内部を見るまでもなく、これだけの建物を維持できる時点で、オルデス商会の圧倒的な経済力がうかがえる。玄関前には、上質な服を身にまとった商会員たちが出入りしている。冒険者のような荒々しい者は見当たらず、洗練された空気が漂っていた。
「オルデス商会は、単なる商人の集まりではない」
ベルザが足を止め、まる助に言う。
「彼らはオダリオン市場国全体の経済を動かしている。ギルドが個々の冒険者を支える組織なら、商会は市場国そのものを支えていると言ってもいい」
「なるほど……経済を担っているんですね」
「そうだ。だからこそ、ギルドが商会と手を組めば、大きな改革が可能になる。しかし――」
ベルザは言葉を切り、まる助をじっと見た。
「交渉をミスれば、協力を一切得られない可能性もある」
「……プレッシャーかけますね」
「現実を言ってるだけだ」
そう言って、ベルザは堂々とした足取りで商会の入口へ向かう。まる助は深呼吸し、彼女の後に続いた。

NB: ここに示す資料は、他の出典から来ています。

PR #1284, opened 2025-04-04
Edit masks

Argmaster:
This pull request adds `Mask` struct which can parse and match mask expression against blocks. General idea is based on [WorldEdit masks](https://worldedit.enginehub.org/en/latest/usage/general/masks/).

Masks can consist of block IDs, block tags (prefixed with `$`) and property checks (prefixed with `@`) separated by `|` (logical or) or `&` (logical and). And operator has tighter binding.
Each of those expressions can be prefixed with `!` to invert it.

Examples:

- `$stone` - masks blocks that have `stone` tag
- `@solid` - masks all blocks that have `solid` property set to `true`
- `cubyz:stone|cubyz:grass` - masks stone or grass blocks.
- `@solid&@degradable` - masks blocks that are marked as solid **and** degradable at once.

Related to: #1214 
Related to: #1337


Argmaster:
Ready for review.

Argmaster:
I will convert it back to draft because implementation may change depending on #1352

Argmaster:
Updated `/set` command to accept mask as announced in #1352

src/blocks.zig
```diff
@@ -229,9 +229,25 @@ pub fn getTypeById(id: []const u8) u16 {
...
+			block.data = block.mode().naturalStandard;
+		}
+		return block;
+	} else {
+		std.log.err("Couldn't find block {s}. Replacing it with air...", .{id});
+		return .{.typ = 0, .data = 0};
+	}
+}
+
+pub fn parseBlock2(data: []const u8) ?struct {typ: u16, data: ?u16} {
```
Argmaster, line 247: I need more information about block expression I have parsed, since block with no data specifier and block with data specifier have different valid meanings - block with no data specifier means match that block with any data, while block with data specifier means match that block with exact data match. I decided that since I don't know what is the preferred way to implement this I will just go with simple-stupid way and see what comes up in review.

IntegratedQuantum:
I don't expect you to do it in this PR, but to be logically complete, it should also allow &-ing conditions.

IntegratedQuantum:
> @solid

I would propose `.solid` to match the syntax of the zon.

src/blocks.zig
IntegratedQuantum: I would prefer if there is just one global function to parse a block. 
So maybe for now just check if it contains two colons at the call site, and maybe in the future (since this change would be too big) we can maybe return an extra enum parameter that specifies whether it contained the data or not.

Argmaster:
`.` can be easily confused with `,` which is not desireable. I intentionally omitted anding, because most of the time this is too restrictive, but If you give me good use case example that can not be achieved in different way, sure. If we want both operators, then maybe `|` instead of `,` would be a better choice.

src/blocks.zig
Argmaster: `parseBlock` is used in ~20 places and current contract is not acceptable for many reasons. It completely supresses any parsing errors, but adding same error handling to every of those ~20 places I waste of code and time IMO, hence it was made a adapter function. This way parsing is done indeed with one function, but it is `parseBlock2`, while `parseBlock` is just an adapter with error handling. Maybe we should change name of `parseBlock2` to `tryParseBlock`? We discussed something similar before, if I recall correctly in network rewrite for `receive`.

src/blocks.zig
```diff
@@ -256,6 +271,9 @@ pub fn hasRegistered(id: []const u8) bool {
 pub const Block = packed struct { // MARK: Block
 	typ: u16,
 	data: u16,
+
+	pub const Air = Block{.typ = 0, .data = 0};
```
IntegratedQuantum, line 275: This is not a `type`, so it should be lowercase.
```suggestion
	pub const air = Block{.typ = 0, .data = 0};
```

src/blocks.zig
IntegratedQuantum: Alright, how about this:
1. `parseBlock`, which behaves like it does now.
2. `getBlockById` which returns only a `?u16` for the block type, and ignores the data part
3. `getBlockData` which returns only a `?u16` for the data, and ignores the block id

src/blueprint.zig
```diff
@@ -335,6 +337,116 @@ pub const Pattern = struct {
...
+	const Entry = struct {
+		inner: Inner,
+		isInverse: bool,
+
+		const Inner = union(enum) {
+			block: struct {typ: u16, data: ?u16},
+			blockTag: Tag,
+			property: Property,
+
+			const Property = enum {transparent, collide, solid, selectable, degradable, viewThrough, allowOres, isEntity};
```
IntegratedQuantum, line 357: I would suggest to extract this generically, otherwise we will need to maintain and update this list.
You can use `std.meta.declarations` to get a list of all the function, and then you just need to check if the result is a bool.

src/blueprint.zig
```diff
@@ -335,6 +337,116 @@ pub const Pattern = struct {
 	}
 };
 
+pub const Mask = struct {
+	entries: ListUnmanaged(Entry),
+
+	pub const separator = ',';
+	pub const inverse = '!';
+	pub const tag = '$';
+	pub const property = '@';
```
IntegratedQuantum, line 346: Should these be named? They are only used once, and it's clear from context what they are for.
(If you think they should be named, then they should definitely be private)

src/blueprint.zig
```diff
@@ -335,6 +337,116 @@ pub const Pattern = struct {
...
+
+	const Entry = struct {
+		inner: Inner,
+		isInverse: bool,
+
+		const Inner = union(enum) {
+			block: struct {typ: u16, data: ?u16},
```
IntegratedQuantum, line 353: I would suggest to split this into two type `blockType` and `block`, then we don't need the optional.

src/blueprint.zig
```diff
@@ -335,6 +337,116 @@ pub const Pattern = struct {
...
+			}
+
+			fn match(self: Inner, block: Block) bool {
+				return switch(self) {
+					.block => block.typ == self.block.typ and (self.block.data == null or block.data == self.block.data),
+					.blockTag => |desired| {
+						for(block.blockTags()) |current| {
+							if(desired == current) return true;
+						}
+						return false;
```
IntegratedQuantum, line 385: Should we add a `block.hasTag` function, like for items?

src/blueprint.zig
```diff
@@ -335,6 +337,116 @@ pub const Pattern = struct {
...
+					},
+					.property => |prop| return switch(prop) {
+						.transparent => block.transparent(),
+						.collide => block.collide(),
+						.solid => block.solid(),
+						.selectable => block.selectable(),
+						.degradable => block.degradable(),
+						.viewThrough => block.viewThrough(),
+						.allowOres => block.allowOres(),
+						.isEntity => block.entityDataClass() != null,
```
IntegratedQuantum, line 395: This is problematic, now we have a parameter name, that's different to the block parameter name, and can only be used for masks. If someone asks what parameters you can check in masks, do you want to tell them
> "all block parameters hat are bools"

or do you want to tell them
> "all block parameters that are bools, except maybe we forgot to add some, oh and also there is this is one special case `isEntity` which is not a block property, instead it checks if the entityDataClass exists"

If we need any non-bool parameters (and seriously, why would anyone want to replace all blocks with block entities?), then we should probably implement a more generic comparing mechanism.

src/blueprint.zig
```diff
@@ -335,6 +337,116 @@ pub const Pattern = struct {
...
+			switch(specifier[0]) {
+				inverse => {
+					const entry = try Inner.initFromString(specifier[1..]);
+					return .{.inner = entry, .isInverse = true};
+				},
+				else => {
+					const entry = try Inner.initFromString(specifier);
+					return .{.inner = entry, .isInverse = false};
+				},
+			}
```
IntegratedQuantum, line 411:
```suggestion
			const isInverse = specifier[0] == '!';
			const entry = try Inner.initFromString(specifier[if(isInverse) 1 else 0..]);
			return .{.inner = entry, .isInverse = isInverse};
```

IntegratedQuantum (changes requested):

src/blueprint.zig
Argmaster: Well, I think it is beneficial to have centralized place for declarations of reserved characters alongside their meaning encoded in variable names instead of comments.
I'll make them private.

src/blueprint.zig
Argmaster: Probably, especially since #1398 is going to check some tags too, right?

src/blueprint.zig
Argmaster: That optional implies whether the data match is mandatory or not how would I determine in suggested layout?

src/blocks.zig
Argmaster: Do I use `getBlockById` and `getBlockData` to implement `parseBlock` or do I leave it with current implementation?

Argmaster:
@IntegratedQuantum I didn't implement all of the suggestions yet, but I am really curious what do you thing about the way I enabled testing with basically mocking with use of generic types, if you could quickly scroll through the code and see `GenericMask`, `RuntimeContext` and `Test` struct. I basically replaced the part that relied on global assets being initialized with `Context` type provided as template parameter and then I created `pub const Mask = GenericMask(RuntimeContext);` to be used outside testing context. This way I can test at least some subset of Mask parsing and matching features without initializing all the assets. For now I did proof of concept with  single ID and two IDs ORed. With this approach its rather impossible to test anything except block ID matching without large amount of mocking, but it checks quite a lot of logic so maybe its worth?

src/blueprint.zig
Argmaster: I changed the implementation in away that outdates this suggestion, hence I will reject it for now.

src/blueprint.zig
IntegratedQuantum: yes

IntegratedQuantum:
> I am really curious what do you thing about the way I enabled testing with basically mocking with use of generic types

I don't like that it becomes generic, adding an extra layer of indentation, just for testing.

I'd prefer something like
```
fn parseBlockLike(..) {
   if(in test) return parseBlockLikeTest(...);
   ...
}

...
fn parseBlockLikeTest(...) {
    if(eql(..."test:1_1")) return ...
    if(eql(..."test:1_null")) return ...
    ...
}
```

Argmaster:
Almost done, except do you know about a way to get name of currently ran test? I don't seem to find any.

Argmaster:
Alr, I don't know how to get currently executed test name, maybe we could craft something with out custom test runner but atm `@src` is not doing the trick and I can't find any other way.

Argmaster:
@IntegratedQuantum Ready 4 review

src/blueprint.zig
IntegratedQuantum: This suggestion still applies.

> That optional implies whether the data match is mandatory or not, how would I determine that in suggested layout?

Well you just have one separate tag for each case, instead of using an optional data field:
```zig
block: Block, // Matches type + data
blockType: u16, // Matches only the type
```

src/blueprint.zig
```diff
@@ -335,6 +337,231 @@ pub const Pattern = struct {
...
+fn parseBlockLike(block: []const u8) error{DataParsingFailed, IdParsingFailed}!BlockLike {
+	if(@import("builtin").is_test) return try Test.parseBlockLikeTest(block);
+	const typ = main.blocks.getBlockById(block) catch return error.IdParsingFailed;
+	const data = try main.blocks.getBlockData(block) catch return error.DataParsingFailed;
+	return .{.typ = typ, .data = data};
+}
+
+const Test = struct {
+	var testingAllocator = main.heap.ErrorHandlingAllocator.init(std.testing.allocator);
+	var allocator = testingAllocator.allocator();
```
IntegratedQuantum, line 502: Should use `std.heap.testingAllocator` if #1414 gets merged first.

IntegratedQuantum (changes requested):

src/blueprint.zig
```diff
@@ -277,10 +278,11 @@ pub const Blueprint = struct {
 			},
 		}
 	}
-	pub fn set(self: *Blueprint, pattern: Pattern) void {
+	pub fn set(self: *Blueprint, pattern: Pattern, mask: ?Mask) void {
```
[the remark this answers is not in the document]
Argmaster: This is let's say, a destructive mask, i.e. set can modify blocks that don't match it. It is also an implementation detail, user facing /set command doesn't have mask parameter, instead one can set global mask that automatically limits all the commands. Finally, /replace is already planned with a constructive mask, i.e. modify all the blocks that match the mask. This is for convenience, so players don't have to explicitly invert every part of a mask. Also /replace mask is local, per command.

src/blueprint.zig
```diff
@@ -335,6 +337,231 @@ pub const Pattern = struct {
...
+			blockProperty: Property,
+
+			const Property = generatePropertyEnum();
+
+			fn initFromString(specifier: []const u8) !Inner {
+				switch(specifier[0]) {
+					tag => {
+						const blockTag = specifier[1..];
+						if(blockTag.len == 0) return error.MaskSyntaxError;
+						return .{.blockTag = Tag.find(blockTag)};
```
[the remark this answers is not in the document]
Argmaster: Yes, that is very unfortunate.

src/blueprint.zig
```diff
@@ -335,6 +337,231 @@ pub const Pattern = struct {
...
+	const inverse = '!';
+	const tag = '$';
+	const property = '@';
+
+	const Entry = struct {
+		inner: Inner,
+		isInverse: bool,
+
+		const Inner = union(enum) {
+			blockLike: BlockLike,
```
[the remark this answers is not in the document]
Argmaster: Yes, I will look into it, now I understand what you mean

src/blueprint.zig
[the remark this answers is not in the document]
Argmaster: Ok, so `replace` with two nullable parameters: old and mask. A lot more ifs but the name is better?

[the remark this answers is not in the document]
Argmaster:
```suggestion
	// Replace all blocks matching old (if present) unless matched by mask (if present) with blocks from new. 
	pub fn replace(self: *Blueprint, new: Pattern, old: ?Mask, mask: ?Mask) void {
```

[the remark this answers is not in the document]
Argmaster: Can I leave it as-is and we will revisit this as part of `/replace` command implementation? Just after `/mask` command.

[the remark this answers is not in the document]
IntegratedQuantum: Yeah, you can leave it for now

Argmaster:
Updated to latest master, all change requests applied, R4R

src/tag.zig
```diff
@@ -34,6 +34,10 @@ pub const Tag = enum(u32) {
 		loadDefaults();
 	}
 
+	pub fn get(tag: []const u8) ?Tag {
```
IntegratedQuantum, line 37: Maybe we should name this one `find`, and the other one `findOrInsert`, but I'll leave that for a future PR.

src/blueprint.zig
```diff
@@ -372,6 +374,246 @@ pub const Pattern = struct {
...
+					property => {
+						const propertyName = specifier[1..];
+						const propertyValue = std.meta.stringToEnum(Property, propertyName) orelse return error.PropertyNotFound;
+						return .{.blockProperty = propertyValue};
+					},
+					else => {
+						switch(try parseBlockLike(specifier)) {
+							.block => |block| return .{.block = block},
+							.blockType => |blockType| return .{.blockType = blockType},
+						}
```
IntegratedQuantum, line 446: Why not return `Inner` directly from `parseBlockLike`? That would some of the boilerplate here
```suggestion
						return try parseBlockLike(specifier));
```

src/blueprint.zig
```diff
@@ -372,6 +374,246 @@ pub const Pattern = struct {
...
+
+fn generatePropertyEnum() type {
+	var tempFields: [@typeInfo(Block).@"struct".decls.len]std.builtin.Type.EnumField = undefined;
+	var count = 0;
+
+	for(std.meta.declarations(Block)) |decl| {
+		const declInfo = @typeInfo(@TypeOf(@field(Block, decl.name)));
+		if(declInfo != .@"fn") continue;
+		if(declInfo.@"fn".return_type != bool) continue;
+		if(declInfo.@"fn".params.len > 1) continue;
```
IntegratedQuantum, line 390: More correct would be `!= 1` since you probably don't want to catch 0-argument functions either.

src/blocks.zig
```diff
@@ -248,13 +248,31 @@ pub fn parseBlock(data: []const u8) Block {
...
+	const blockIdEndIndex = std.mem.indexOfScalarPos(u8, idAndData, 1 + addonNameSeparatorIndex, ':') orelse idAndData.len;
+	const id = idAndData[0..blockIdEndIndex];
+	return reverseIndices.get(id) orelse return error.NotFound;
+}
+
+pub fn getBlockData(idLikeString: []const u8) !?u16 {
+	const addonNameSeparatorIndex = std.mem.indexOfScalar(u8, idLikeString, ':') orelse return error.MissingAddonNameSeparator;
+	const blockIdEndIndex = std.mem.indexOfScalarPos(u8, idLikeString, 1 + addonNameSeparatorIndex, ':') orelse return null;
+	const dataString = idLikeString[blockIdEndIndex + 1 ..];
+	if(dataString.len == 0) return null;
```
IntegratedQuantum, line 262: Wouldn't that also be invalid? Having a colon at the end with no data afterwards?

src/blueprint.zig
```diff
@@ -372,6 +374,246 @@ pub const Pattern = struct {
...
+			blockTag: Tag,
+			blockProperty: Property,
+
+			const Property = generatePropertyEnum();
+
+			fn initFromString(specifier: []const u8) !Inner {
+				switch(specifier[0]) {
+					tag => {
+						const blockTag = specifier[1..];
+						if(blockTag.len == 0) return error.TagNotFound;
```
IntegratedQuantum, line 434: Already covered by the case below,
also technically it is a valid tag, so we should probably allow it if it exists.

src/blueprint.zig
```diff
@@ -372,6 +374,246 @@ pub const Pattern = struct {
...
+		}
+	};
+
+	pub fn initFromString(allocator: NeverFailingAllocator, source: []const u8) !@This() {
+		var orStorage: OrList = .{};
+		errdefer orStorage.deinit(allocator);
+
+		var oredExpressions = std.mem.splitScalar(u8, source, or_);
+		while(oredExpressions.next()) |subExpression| {
+			if(subExpression.len == 0) continue;
```
IntegratedQuantum, line 484: Should this be an error? Otherwise `cubyz:air||cubyz:void` is a valid mask. Or is this intentional to allow `||` as used in many programming languages?

src/blueprint.zig
```diff
@@ -372,6 +374,246 @@ pub const Pattern = struct {
...
+
+			var andStorage: AndList = .{};
+			errdefer andStorage.deinit(allocator);
+
+			var andedExpressions = std.mem.splitScalar(u8, subExpression, and_);
+			while(andedExpressions.next()) |specifier| {
+				if(specifier.len == 0) continue;
```
IntegratedQuantum, line 491: same here

src/blueprint.zig
```diff
@@ -372,6 +374,246 @@ pub const Pattern = struct {
...
+
+	pub fn deinit(self: @This(), allocator: NeverFailingAllocator) void {
+		for(self.entries.items) |andStorage| {
+			andStorage.deinit(allocator);
+		}
+		self.entries.deinit(allocator);
+	}
+
+	pub fn match(self: @This(), block: Block) bool {
+		for(self.entries.items) |andEdExpressions| {
```
IntegratedQuantum, line 518:
```suggestion
		for(self.entries.items) |andedExpressions| {
```

IntegratedQuantum (changes requested):

src/blocks.zig
Argmaster: That's your choice, there is no formal syntax declaration for ID, so I was guessing and figured such case doesn't hurt anyone, we can just ignore it.

src/blueprint.zig
Argmaster: This is not intentional, but such deduplication of operators should not have any performance or syntactic implications.

src/blocks.zig
IntegratedQuantum: ok, then please make this return an error.

src/tag.zig
Argmaster: There is already similar construct in HashMap - `get` and `getOrPut`

src/blueprint.zig
Argmaster: Changed to error

Argmaster:
Applied change requests, R4R

src/blueprint.zig
```diff
@@ -372,6 +374,228 @@ pub const Pattern = struct {
 	}
 };
 
+fn generatePropertyEnum() type {
```
IntegratedQuantum, line 377: Functions returning a type should start with a capital letter.
Also why even make this a function when you alias the result to `Property` anyways?
```zig
const Property = blk: {
	...
	break :blk @Type(...);
};
```

src/blueprint.zig
```diff
@@ -372,6 +374,228 @@ pub const Pattern = struct {
...
+			if(self.isInverse) {
+				return !isMatch;
+			}
+			return isMatch;
+		}
+	};
+
+	pub fn initFromString(allocator: NeverFailingAllocator, source: []const u8) !@This() {
+		var orStorage: OrList = .{};
+		errdefer orStorage.deinit(allocator);
```
IntegratedQuantum, line 462: This is leaking memory if the error happens not on the first iteration. Instead you'd need to have a loop here that also frees all the `and` lists. At this point, I'd suggest to just use
```
var result: @This() = .{.entries = .{}};
errdefer result.deinit();
```

IntegratedQuantum (changes requested):

Argmaster:
Alr, I hope I fixed all the memory leaks in the world, I added some tests and I suppose I will fix rest when we finally have use case for Masks

IntegratedQuantum (approved):
everything looks good now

扉をくぐると、広々としたホールが広がる。天井は高く、磨き上げられた大理石の床が訪れる者を迎える。奥には受付カウンターがあり、数名の事務員が業務をこなしていた。ベルザが先に進み、受付を済ませる。
案内された応接室には、オルデス商会の幹部クラスらしき人物が数名、すでに待っていた。
室内に足を踏み入れた瞬間、その格の違いにまる助は息をのむ。
豪奢な調度品、洗練された内装、整然と並ぶ書類――ギルドの質素な会議室とは別次元の空間だった。ここには、経済の中枢を担う者たちの風格がある。しかし、幹部たちは威圧的な態度を見せることなく、穏やかな笑みをたたえながら迎え入れた。
まる助は、持参した書類をテーブルに広げながら、口火を切る。
「さて、早速ですが……」
エリナとモラン課長は横に控え、サポートに回る。ベルザは腕を組んで、目を閉じている。
――こうして交渉の幕が上がった。